> _Task details_
Once the line holding "--- a/scripts/migration/ensure_bookmark_uniqueness.py" is found in the listing below, write it out and each later line exactly, up to and including the one holding "framework.auth.core import User".

> _Extracted material_
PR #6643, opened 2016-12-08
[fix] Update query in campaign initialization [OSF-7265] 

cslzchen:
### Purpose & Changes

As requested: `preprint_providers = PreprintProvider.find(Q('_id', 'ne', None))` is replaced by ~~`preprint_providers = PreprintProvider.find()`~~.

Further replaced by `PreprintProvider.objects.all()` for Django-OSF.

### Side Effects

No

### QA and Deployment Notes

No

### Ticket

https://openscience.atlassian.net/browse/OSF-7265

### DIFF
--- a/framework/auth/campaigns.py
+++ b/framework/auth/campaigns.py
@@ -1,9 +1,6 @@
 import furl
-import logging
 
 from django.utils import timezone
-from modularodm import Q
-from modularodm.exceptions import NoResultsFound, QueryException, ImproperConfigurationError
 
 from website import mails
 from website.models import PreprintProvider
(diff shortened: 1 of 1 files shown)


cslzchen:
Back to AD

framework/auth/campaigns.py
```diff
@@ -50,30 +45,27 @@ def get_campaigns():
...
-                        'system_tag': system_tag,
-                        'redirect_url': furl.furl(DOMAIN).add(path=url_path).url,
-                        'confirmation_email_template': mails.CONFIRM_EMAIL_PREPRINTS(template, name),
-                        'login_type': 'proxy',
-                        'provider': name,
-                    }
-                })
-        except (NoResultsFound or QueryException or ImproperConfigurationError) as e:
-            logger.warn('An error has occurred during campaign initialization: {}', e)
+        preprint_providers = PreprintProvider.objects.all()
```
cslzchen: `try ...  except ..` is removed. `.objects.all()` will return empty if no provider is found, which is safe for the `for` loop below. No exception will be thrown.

* * *

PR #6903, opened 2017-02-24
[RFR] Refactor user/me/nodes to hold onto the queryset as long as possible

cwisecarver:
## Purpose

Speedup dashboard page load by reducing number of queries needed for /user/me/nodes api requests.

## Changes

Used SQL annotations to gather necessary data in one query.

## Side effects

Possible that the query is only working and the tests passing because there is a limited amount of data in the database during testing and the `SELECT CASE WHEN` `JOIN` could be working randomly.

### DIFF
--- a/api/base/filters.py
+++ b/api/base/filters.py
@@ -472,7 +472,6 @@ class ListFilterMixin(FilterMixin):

--

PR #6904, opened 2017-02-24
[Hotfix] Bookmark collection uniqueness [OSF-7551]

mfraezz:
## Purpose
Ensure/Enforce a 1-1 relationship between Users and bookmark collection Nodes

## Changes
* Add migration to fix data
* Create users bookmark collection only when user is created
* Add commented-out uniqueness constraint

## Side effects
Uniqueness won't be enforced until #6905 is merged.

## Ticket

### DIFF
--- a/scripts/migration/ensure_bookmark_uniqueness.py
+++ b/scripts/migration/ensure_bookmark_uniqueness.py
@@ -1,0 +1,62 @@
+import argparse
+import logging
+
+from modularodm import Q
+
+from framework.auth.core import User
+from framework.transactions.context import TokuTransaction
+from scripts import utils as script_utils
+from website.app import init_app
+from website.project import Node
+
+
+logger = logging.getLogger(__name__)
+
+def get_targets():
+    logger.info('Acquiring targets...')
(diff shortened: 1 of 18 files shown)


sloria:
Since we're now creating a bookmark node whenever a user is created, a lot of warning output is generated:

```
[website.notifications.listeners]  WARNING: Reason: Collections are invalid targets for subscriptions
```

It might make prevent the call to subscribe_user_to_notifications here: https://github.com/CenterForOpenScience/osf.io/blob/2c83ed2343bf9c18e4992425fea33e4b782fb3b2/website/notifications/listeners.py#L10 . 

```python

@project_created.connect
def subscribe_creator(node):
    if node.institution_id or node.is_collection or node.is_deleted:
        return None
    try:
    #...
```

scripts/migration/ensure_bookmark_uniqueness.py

> _Reply_
--- a/scripts/migration/ensure_bookmark_uniqueness.py
+++ b/scripts/migration/ensure_bookmark_uniqueness.py
@@ -1,0 +1,62 @@
+import argparse
+import logging
+
+from modularodm import Q
+
+from framework.auth.core import User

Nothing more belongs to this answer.